## Task goal
Among the lines below, which ones contain the word "shown"? Copy every such line.

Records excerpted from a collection
┄┄┄┄┄┄
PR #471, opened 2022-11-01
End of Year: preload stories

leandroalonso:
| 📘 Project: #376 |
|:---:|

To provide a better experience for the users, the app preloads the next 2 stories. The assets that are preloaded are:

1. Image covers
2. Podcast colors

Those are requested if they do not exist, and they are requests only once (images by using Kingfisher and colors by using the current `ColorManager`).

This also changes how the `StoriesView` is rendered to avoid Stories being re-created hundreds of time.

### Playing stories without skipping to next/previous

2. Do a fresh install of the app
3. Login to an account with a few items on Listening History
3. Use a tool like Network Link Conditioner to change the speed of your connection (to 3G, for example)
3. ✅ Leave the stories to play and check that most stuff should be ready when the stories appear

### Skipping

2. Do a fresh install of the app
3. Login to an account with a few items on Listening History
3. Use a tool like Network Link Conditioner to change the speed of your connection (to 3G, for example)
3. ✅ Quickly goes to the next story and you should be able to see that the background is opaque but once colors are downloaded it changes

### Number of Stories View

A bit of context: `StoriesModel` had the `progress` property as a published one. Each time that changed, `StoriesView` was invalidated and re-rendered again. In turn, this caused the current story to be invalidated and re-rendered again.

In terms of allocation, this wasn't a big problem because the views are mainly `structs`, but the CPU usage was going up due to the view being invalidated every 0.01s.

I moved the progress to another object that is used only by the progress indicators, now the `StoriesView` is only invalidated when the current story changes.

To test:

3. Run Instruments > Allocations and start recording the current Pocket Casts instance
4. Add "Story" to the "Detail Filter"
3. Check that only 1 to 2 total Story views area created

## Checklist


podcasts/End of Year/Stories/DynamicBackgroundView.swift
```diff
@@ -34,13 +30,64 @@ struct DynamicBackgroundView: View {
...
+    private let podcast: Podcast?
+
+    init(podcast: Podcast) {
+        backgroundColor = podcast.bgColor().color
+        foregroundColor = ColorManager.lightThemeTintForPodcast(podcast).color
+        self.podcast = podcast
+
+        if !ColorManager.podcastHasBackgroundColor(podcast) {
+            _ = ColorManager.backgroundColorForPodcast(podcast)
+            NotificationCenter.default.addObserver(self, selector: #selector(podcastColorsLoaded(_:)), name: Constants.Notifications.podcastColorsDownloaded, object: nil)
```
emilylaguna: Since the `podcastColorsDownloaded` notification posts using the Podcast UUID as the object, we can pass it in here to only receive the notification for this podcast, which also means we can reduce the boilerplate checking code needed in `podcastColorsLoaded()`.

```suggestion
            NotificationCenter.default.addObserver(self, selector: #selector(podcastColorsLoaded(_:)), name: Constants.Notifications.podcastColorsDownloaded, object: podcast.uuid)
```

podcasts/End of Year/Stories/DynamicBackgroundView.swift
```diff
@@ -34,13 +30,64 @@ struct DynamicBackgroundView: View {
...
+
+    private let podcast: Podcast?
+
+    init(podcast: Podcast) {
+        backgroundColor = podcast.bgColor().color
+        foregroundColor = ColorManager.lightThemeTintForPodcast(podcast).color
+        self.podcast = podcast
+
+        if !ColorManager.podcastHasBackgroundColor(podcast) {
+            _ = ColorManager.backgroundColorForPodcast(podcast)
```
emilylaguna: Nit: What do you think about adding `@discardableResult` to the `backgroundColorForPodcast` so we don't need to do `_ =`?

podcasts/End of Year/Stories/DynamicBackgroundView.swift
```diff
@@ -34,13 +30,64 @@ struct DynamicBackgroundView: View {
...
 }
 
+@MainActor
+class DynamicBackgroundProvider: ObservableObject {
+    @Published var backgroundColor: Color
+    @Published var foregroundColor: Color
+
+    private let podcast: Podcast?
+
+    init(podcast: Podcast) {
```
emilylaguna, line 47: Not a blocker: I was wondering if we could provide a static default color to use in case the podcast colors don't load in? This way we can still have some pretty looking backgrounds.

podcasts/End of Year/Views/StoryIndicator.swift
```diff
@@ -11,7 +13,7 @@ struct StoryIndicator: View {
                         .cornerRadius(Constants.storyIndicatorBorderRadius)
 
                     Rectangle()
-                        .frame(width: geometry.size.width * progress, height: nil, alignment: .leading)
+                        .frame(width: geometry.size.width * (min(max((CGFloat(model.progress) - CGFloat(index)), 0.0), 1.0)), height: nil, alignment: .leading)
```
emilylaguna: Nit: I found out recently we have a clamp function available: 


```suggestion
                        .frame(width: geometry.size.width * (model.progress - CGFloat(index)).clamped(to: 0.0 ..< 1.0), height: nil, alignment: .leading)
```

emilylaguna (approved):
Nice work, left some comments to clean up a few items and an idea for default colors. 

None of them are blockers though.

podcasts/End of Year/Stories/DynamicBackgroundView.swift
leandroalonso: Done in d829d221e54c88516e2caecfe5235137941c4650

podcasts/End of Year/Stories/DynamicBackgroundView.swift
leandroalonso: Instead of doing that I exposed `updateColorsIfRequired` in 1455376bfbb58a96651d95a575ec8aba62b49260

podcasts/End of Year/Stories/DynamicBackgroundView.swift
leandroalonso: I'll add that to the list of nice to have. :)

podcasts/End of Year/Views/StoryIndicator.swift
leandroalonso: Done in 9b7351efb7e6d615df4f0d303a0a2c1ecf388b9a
┄┄┄┄┄┄
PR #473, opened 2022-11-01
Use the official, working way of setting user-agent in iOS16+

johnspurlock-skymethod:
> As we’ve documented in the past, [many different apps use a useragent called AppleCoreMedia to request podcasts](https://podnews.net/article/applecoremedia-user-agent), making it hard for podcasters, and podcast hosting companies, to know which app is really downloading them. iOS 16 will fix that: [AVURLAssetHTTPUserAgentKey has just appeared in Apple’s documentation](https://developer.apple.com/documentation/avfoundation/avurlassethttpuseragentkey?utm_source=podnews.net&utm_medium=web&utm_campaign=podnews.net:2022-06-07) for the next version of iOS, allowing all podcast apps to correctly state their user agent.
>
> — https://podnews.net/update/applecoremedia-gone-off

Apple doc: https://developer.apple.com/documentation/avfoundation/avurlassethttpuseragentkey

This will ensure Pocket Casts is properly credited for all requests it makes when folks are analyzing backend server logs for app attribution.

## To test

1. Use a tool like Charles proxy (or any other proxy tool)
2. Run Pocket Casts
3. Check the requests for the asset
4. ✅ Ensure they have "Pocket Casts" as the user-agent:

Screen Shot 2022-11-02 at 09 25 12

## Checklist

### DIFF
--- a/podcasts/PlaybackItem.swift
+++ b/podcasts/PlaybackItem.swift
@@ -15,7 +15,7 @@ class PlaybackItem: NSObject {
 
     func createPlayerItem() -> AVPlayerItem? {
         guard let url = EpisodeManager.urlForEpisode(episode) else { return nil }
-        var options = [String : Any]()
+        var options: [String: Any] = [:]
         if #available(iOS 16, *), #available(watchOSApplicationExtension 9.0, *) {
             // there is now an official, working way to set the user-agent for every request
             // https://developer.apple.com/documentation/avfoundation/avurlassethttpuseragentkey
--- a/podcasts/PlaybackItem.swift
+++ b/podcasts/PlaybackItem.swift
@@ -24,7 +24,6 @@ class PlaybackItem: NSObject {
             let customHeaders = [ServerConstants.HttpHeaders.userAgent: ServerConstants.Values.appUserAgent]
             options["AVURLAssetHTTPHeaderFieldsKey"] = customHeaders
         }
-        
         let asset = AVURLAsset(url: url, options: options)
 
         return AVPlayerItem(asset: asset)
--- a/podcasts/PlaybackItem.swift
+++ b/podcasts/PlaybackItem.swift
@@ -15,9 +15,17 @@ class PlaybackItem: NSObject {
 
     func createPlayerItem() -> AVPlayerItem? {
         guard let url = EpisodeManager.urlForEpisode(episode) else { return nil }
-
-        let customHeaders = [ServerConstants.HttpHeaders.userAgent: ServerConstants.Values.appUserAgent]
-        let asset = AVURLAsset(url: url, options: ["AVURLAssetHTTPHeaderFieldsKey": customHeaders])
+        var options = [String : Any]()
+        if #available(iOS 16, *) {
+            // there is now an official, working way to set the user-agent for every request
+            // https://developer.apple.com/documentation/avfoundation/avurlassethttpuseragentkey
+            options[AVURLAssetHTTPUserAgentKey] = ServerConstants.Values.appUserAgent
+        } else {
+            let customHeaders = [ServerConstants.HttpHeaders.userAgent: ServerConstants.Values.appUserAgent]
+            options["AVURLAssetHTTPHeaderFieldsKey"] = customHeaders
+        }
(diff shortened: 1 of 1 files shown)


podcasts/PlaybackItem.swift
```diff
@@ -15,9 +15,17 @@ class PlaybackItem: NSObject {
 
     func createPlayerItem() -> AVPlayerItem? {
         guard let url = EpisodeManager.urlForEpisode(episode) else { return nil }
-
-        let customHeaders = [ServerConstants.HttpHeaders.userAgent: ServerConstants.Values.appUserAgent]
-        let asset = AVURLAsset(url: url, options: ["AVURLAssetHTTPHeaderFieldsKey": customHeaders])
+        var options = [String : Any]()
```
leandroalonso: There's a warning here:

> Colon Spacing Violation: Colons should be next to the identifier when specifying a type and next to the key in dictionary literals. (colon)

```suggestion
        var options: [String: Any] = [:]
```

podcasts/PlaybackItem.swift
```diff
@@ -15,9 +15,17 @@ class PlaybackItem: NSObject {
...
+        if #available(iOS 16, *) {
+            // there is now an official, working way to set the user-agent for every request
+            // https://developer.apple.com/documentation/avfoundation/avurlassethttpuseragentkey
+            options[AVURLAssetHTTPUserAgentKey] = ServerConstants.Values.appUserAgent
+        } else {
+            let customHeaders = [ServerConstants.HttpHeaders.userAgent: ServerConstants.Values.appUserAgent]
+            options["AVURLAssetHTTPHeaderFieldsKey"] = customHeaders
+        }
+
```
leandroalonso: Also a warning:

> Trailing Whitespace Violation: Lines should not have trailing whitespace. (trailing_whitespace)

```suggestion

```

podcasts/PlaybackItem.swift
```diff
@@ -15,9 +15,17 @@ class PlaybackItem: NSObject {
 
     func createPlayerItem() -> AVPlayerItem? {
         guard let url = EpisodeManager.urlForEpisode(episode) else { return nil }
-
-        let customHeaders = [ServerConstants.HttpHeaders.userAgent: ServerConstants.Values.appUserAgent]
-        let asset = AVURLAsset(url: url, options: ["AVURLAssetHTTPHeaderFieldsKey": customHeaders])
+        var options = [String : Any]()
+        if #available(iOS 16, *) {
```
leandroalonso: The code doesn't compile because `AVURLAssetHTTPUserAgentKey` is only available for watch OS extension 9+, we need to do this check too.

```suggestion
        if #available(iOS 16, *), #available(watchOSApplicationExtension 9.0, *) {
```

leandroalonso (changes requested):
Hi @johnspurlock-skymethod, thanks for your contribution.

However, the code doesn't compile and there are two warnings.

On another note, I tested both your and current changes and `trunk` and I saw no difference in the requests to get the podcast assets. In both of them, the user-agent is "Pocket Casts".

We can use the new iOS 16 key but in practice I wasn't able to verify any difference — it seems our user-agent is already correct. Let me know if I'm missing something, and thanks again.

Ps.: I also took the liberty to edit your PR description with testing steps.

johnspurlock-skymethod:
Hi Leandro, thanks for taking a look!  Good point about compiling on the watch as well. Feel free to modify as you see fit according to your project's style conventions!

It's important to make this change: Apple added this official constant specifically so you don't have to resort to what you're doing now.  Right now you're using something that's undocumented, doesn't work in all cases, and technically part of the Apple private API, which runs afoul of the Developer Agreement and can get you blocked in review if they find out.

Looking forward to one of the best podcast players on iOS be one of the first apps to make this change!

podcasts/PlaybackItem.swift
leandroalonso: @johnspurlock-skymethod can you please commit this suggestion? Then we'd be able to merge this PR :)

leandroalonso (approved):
┄┄┄┄┄┄
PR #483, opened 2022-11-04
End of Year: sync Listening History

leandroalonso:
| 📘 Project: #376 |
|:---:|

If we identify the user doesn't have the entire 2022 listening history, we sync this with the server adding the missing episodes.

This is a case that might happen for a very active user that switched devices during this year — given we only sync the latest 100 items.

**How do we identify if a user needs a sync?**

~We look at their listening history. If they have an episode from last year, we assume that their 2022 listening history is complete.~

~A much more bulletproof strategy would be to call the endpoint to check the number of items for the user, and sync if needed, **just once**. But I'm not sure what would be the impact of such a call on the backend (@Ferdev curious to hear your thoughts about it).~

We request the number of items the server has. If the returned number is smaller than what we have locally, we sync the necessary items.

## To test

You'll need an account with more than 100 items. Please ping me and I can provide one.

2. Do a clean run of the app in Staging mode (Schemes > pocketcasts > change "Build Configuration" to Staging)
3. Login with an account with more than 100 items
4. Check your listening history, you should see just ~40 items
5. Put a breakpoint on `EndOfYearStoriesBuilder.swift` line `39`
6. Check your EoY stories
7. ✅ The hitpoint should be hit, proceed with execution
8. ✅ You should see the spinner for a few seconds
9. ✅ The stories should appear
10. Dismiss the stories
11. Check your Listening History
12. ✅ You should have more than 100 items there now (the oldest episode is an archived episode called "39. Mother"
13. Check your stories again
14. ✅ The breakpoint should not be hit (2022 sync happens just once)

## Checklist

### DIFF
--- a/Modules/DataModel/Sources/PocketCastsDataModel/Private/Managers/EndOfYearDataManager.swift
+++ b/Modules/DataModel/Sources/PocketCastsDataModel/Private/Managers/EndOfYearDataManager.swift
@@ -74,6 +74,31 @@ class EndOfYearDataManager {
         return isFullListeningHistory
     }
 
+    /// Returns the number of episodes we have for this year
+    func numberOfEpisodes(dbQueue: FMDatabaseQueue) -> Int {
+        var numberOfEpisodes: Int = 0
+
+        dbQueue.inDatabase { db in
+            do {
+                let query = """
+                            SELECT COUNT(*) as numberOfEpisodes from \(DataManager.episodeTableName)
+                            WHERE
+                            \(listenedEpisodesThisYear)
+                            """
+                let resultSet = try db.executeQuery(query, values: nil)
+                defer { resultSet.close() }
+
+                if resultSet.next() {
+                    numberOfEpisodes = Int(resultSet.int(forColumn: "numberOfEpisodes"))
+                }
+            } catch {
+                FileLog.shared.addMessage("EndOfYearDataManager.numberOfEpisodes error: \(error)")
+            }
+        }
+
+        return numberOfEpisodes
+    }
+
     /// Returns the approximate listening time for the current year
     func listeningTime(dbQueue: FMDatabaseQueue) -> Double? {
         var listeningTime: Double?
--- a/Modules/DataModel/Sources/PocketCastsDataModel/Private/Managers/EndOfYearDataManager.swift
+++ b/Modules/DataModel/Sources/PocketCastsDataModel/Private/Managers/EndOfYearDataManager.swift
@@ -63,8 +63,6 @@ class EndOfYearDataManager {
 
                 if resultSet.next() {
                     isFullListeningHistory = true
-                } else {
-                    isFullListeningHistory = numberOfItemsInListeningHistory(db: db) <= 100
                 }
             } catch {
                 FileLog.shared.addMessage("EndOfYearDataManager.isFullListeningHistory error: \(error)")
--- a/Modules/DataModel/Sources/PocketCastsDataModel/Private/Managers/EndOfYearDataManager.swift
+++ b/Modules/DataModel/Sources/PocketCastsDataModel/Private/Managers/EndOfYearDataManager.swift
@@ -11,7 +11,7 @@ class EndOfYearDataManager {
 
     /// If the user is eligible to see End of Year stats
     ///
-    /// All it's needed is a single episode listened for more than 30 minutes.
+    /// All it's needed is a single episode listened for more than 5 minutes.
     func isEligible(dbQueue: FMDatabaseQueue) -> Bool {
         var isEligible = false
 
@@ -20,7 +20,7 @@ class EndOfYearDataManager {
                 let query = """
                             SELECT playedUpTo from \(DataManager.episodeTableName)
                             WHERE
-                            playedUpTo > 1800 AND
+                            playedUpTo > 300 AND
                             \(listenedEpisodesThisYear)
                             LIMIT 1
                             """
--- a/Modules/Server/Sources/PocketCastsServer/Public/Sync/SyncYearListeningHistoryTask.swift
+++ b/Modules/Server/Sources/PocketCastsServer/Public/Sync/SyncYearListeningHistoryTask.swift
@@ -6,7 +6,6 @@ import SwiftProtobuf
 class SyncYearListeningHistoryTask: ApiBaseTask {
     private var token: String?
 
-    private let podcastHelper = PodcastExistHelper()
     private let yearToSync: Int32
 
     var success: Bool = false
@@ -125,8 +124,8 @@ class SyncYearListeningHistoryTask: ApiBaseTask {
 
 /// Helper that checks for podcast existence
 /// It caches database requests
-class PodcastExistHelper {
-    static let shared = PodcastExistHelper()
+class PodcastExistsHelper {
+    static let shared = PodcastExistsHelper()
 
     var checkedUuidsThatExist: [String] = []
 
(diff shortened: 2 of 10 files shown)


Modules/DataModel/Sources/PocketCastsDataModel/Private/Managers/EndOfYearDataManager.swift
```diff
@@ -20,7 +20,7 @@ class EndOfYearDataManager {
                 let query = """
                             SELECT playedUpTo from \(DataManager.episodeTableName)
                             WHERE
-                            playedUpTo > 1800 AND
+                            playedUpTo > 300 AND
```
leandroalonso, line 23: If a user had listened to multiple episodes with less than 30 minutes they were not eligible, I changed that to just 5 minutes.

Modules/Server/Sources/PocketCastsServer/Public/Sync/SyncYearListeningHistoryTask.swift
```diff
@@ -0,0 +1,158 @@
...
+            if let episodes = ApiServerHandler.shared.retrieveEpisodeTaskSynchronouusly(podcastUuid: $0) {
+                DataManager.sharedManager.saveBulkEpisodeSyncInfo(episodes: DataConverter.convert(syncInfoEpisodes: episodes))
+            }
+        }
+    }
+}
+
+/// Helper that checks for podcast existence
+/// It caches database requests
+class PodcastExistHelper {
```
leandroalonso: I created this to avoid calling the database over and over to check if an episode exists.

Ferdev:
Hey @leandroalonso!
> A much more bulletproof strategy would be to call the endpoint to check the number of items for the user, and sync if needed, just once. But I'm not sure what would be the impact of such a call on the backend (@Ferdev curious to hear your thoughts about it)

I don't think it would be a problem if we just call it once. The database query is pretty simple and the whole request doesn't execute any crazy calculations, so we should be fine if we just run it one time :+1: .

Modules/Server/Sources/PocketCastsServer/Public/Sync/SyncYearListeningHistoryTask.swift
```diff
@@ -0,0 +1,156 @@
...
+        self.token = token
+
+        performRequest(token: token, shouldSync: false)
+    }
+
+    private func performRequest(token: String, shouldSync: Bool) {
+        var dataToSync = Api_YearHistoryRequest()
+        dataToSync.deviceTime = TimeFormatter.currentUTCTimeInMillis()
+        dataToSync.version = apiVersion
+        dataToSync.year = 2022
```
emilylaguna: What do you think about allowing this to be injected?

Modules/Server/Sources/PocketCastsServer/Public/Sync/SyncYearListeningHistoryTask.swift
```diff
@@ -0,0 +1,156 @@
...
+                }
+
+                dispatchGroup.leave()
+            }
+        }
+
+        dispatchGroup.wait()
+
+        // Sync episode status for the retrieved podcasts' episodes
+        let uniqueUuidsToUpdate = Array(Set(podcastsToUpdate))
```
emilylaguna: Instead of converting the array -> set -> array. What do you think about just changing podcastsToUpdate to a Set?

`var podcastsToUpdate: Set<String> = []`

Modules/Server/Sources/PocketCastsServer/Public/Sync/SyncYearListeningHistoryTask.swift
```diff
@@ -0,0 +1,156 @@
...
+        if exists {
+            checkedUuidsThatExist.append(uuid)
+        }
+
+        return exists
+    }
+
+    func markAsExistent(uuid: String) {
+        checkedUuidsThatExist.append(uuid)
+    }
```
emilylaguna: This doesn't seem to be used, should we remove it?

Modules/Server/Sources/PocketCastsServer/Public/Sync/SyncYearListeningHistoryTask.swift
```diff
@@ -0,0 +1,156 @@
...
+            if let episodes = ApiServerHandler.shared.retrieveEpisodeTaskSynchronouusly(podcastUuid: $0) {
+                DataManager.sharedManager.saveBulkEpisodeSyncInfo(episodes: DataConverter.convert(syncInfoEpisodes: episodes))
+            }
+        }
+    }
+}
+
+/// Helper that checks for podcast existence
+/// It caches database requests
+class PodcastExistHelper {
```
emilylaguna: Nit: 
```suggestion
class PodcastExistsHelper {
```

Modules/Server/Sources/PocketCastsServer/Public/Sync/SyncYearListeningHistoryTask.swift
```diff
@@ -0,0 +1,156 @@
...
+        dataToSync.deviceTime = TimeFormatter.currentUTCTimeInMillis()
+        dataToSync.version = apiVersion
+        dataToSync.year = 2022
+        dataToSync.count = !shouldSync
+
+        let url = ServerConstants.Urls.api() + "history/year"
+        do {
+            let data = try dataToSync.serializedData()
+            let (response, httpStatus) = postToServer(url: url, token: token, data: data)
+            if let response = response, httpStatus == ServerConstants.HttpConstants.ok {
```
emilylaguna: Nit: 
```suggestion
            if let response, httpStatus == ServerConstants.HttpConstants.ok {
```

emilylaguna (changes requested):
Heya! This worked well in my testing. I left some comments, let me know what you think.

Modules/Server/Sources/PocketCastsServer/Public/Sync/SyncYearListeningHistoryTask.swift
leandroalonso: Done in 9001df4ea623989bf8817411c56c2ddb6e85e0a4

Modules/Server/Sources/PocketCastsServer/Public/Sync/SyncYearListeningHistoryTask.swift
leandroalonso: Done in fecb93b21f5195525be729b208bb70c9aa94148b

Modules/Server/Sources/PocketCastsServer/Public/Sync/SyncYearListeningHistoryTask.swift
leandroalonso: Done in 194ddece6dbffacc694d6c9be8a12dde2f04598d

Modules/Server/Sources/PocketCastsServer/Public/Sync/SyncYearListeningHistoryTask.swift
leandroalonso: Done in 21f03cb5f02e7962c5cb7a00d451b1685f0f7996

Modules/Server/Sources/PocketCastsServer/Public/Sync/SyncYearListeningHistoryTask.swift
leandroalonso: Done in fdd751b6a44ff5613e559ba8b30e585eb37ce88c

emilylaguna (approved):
┄┄┄┄┄┄
## Response to this exercise
(diff shortened: 1 of 1 files shown)
(diff shortened: 2 of 10 files shown)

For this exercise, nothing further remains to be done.